Fleet News

The end game - excess mileage and early termination charges

Excess Mileage Charges

How much do excess mileage charges cost fleets? The latest FN50 research found that average end-of-contract mileage charges are at a four-year low of £439, with 21% of returned vehicles incurring charges. The highest average excess recorded for a leasing company was £927, while one FN50 firm said 56% of its
vehicles incurred a charge.

What is the first step to reducing charges? Fleets should be realistic about mileage when negotiating leases. Aiming for the fewest miles possible when
determining a new contract will reduce a vehicle’s monthly rentals. But this can be a false economy, as any cash saved through these lower payments could be swallowed by an excess mileage charge.

Fleets should also avoid adopting a ‘one-size-fits-all’ approach to mileage, says Simon Staton, director of client management at Venson Automotive Solutions. “Fleet policies should be designed to tailor mileage to the driver, ensuring that the contract is being based on actual mileage, not a ‘rule of thumb’ for the whole fleet,” he adds.

How can fleets monitor a vehicle’s in-life mileage? Fleet operators can use information included in fuel card and maintenance reports. If it looks like a vehicle will go over its specified mileage, a manager can speak to their leasing company about rewriting the contract. Nick Hardy, sales and marketing director at Ogilvie, says: “Any vehicles travelling in excess of 10% above contract mileage should be rescheduled.”

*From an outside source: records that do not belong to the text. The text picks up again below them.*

PR #582, opened 2024-05-03
FoundationInternationalization: adjust types for enumerations

compnerd:
Windows uses a signed integer for enumerations where as other platforms use an unsigned integer. Account for this in the types for the bridged values in Swift.

### DIFF
--- a/Sources/FoundationInternationalization/Locale/Locale_ICU.swift
+++ b/Sources/FoundationInternationalization/Locale/Locale_ICU.swift
@@ -1269,8 +1269,13 @@ internal final class _LocaleICU: _LocaleProtocol, Sendable {
 
             var weekdayTypes : [UCalendarWeekdayType] = [UCAL_WEEKDAY, UCAL_WEEKDAY, UCAL_WEEKDAY, UCAL_WEEKDAY, UCAL_WEEKDAY, UCAL_WEEKDAY, UCAL_WEEKDAY]
 
-            var onset: UInt32?
-            var cease: UInt32?
+#if os(Windows)
+            var onset: CInt?
+            var cease: CInt?
+#else
+            var onset: CUnsignedInt?
+            var cease: CUnsignedInt?
+#endif
 
             var status = U_ZERO_ERROR
             let cal = ucal_open(nil, 0, identifier, UCAL_DEFAULT, &status)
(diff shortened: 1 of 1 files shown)


Sources/FoundationInternationalization/Locale/Locale_ICU.swift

Are there any other measures fleets can take? Many leasing companies offer a ‘pooled mileage’ arrangement where fleets can balance rebates for vehicles which have travelled below their contracted mileage against those which have exceeded theirs.

Mike Cooke, fleet operations manager, FleetEurope, adds that, for fleets without pooled mileage agreements, high-mileage drivers should swap
vehicles with low-mileage ones mid-contract. 

Early Termination Charges

How much do early-termination charges cost? There are a number of methods for calculating early termination charges. The simplest is based on the rentals payable and the point at which a contract is terminated. 

For example, a leasing company may be due 18 months’ rental for an early termination in the first year of a contract. Alternatively, the charge may be determined by a percentage of future rental.

If a vehicle has been written off in a collision, a fleet’s insurance company may settle an early-termination fee.

What is the first step to reducing early-termination charges? It might be possible to agree a set number of early terminations per year without charge.

Are there any other measures fleets can take? Generally, it is cheaper to reallocate a vehicle than to send it back to the leasing company early. Many fleets reallocate cars to new members of staff or to an employee whose own car is being returned.

Also, consider whether the vehicle could be a pool car to reduce short-term rental costs.

How can you overcome potential driver objections to taking on ‘old’ cars? Pool fleet reallocation can have P11D and tax consequences which can lead to protests and car park politics, says Mike Cooke, fleet operations manager at Fleet Europe.

Some companies may offer financial incentives to drivers to encourage the take-up of those cars, while Cooke adds: “One of the strongest methods for minimising and avoiding early-termination charges is to have a simple policy: find a standard car or specification that is right for the majority of the workforce and limit options.”